Collected data
'''
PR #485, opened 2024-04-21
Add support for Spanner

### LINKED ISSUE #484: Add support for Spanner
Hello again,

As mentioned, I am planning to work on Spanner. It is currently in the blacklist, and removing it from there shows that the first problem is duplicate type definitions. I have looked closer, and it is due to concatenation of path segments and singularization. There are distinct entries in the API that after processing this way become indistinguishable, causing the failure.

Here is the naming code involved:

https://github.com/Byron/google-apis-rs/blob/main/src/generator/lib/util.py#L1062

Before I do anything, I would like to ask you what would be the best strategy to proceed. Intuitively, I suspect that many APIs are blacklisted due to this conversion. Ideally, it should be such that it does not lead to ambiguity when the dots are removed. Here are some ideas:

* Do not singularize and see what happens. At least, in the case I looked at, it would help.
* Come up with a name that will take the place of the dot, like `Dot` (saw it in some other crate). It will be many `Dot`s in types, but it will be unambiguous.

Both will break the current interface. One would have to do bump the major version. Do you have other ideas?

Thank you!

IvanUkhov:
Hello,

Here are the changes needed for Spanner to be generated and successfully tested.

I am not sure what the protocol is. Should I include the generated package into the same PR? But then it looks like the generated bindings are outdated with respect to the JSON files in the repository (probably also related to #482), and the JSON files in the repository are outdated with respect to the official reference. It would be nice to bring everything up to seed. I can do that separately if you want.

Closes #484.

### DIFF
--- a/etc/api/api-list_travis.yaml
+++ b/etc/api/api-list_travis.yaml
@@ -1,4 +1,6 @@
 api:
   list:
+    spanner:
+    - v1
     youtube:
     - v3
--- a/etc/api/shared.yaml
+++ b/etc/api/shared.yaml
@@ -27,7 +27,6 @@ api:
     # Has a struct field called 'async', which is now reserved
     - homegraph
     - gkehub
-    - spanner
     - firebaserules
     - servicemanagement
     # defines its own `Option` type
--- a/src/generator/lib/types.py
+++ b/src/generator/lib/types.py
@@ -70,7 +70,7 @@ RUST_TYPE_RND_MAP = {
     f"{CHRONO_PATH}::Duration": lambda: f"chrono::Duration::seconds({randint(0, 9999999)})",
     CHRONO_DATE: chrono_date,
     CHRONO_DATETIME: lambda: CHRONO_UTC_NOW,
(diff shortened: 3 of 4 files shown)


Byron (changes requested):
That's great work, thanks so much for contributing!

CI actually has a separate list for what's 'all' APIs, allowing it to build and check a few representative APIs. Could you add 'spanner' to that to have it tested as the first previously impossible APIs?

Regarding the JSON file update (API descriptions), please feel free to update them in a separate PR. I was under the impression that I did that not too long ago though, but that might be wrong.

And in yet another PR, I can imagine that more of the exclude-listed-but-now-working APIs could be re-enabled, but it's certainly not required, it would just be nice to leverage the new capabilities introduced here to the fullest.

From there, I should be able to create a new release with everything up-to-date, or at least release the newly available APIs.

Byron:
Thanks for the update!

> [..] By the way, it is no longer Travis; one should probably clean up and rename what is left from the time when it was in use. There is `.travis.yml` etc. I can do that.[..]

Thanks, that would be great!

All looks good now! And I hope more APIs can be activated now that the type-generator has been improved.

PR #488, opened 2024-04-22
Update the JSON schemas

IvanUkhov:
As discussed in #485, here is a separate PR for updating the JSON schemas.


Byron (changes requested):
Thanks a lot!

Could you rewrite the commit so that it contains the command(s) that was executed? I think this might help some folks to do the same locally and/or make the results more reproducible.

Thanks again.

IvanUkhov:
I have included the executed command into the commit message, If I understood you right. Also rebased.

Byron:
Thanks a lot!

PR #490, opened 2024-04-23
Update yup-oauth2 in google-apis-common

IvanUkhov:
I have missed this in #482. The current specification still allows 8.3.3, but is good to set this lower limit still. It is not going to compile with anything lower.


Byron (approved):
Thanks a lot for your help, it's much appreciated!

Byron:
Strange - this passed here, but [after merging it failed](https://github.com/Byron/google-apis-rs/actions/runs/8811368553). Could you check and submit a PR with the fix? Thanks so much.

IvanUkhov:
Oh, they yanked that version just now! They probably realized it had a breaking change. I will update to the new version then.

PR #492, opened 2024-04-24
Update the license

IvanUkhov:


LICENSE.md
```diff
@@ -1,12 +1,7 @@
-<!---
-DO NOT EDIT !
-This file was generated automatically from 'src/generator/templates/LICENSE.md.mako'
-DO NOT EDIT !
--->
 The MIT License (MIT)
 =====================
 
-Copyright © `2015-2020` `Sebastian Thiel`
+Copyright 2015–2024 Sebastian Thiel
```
'''
• ACTIVITY
Lines from the beginning of the data above through the line containing "Here are the" are to be returned exactly, and no others.

• RESULT OF THIS EXERCISE
PR #485, opened 2024-04-21
Add support for Spanner

### LINKED ISSUE #484: Add support for Spanner
Hello again,

As mentioned, I am planning to work on Spanner. It is currently in the blacklist, and removing it from there shows that the first problem is duplicate type definitions. I have looked closer, and it is due to concatenation of path segments and singularization. There are distinct entries in the API that after processing this way become indistinguishable, causing the failure.

Here is the naming code involved:

https://github.com/Byron/google-apis-rs/blob/main/src/generator/lib/util.py#L1062

Before I do anything, I would like to ask you what would be the best strategy to proceed. Intuitively, I suspect that many APIs are blacklisted due to this conversion. Ideally, it should be such that it does not lead to ambiguity when the dots are removed. Here are some ideas:

* Do not singularize and see what happens. At least, in the case I looked at, it would help.
* Come up with a name that will take the place of the dot, like `Dot` (saw it in some other crate). It will be many `Dot`s in types, but it will be unambiguous.

Both will break the current interface. One would have to do bump the major version. Do you have other ideas?

Thank you!

IvanUkhov:
Hello,

Here are the changes needed for Spanner to be generated and successfully tested.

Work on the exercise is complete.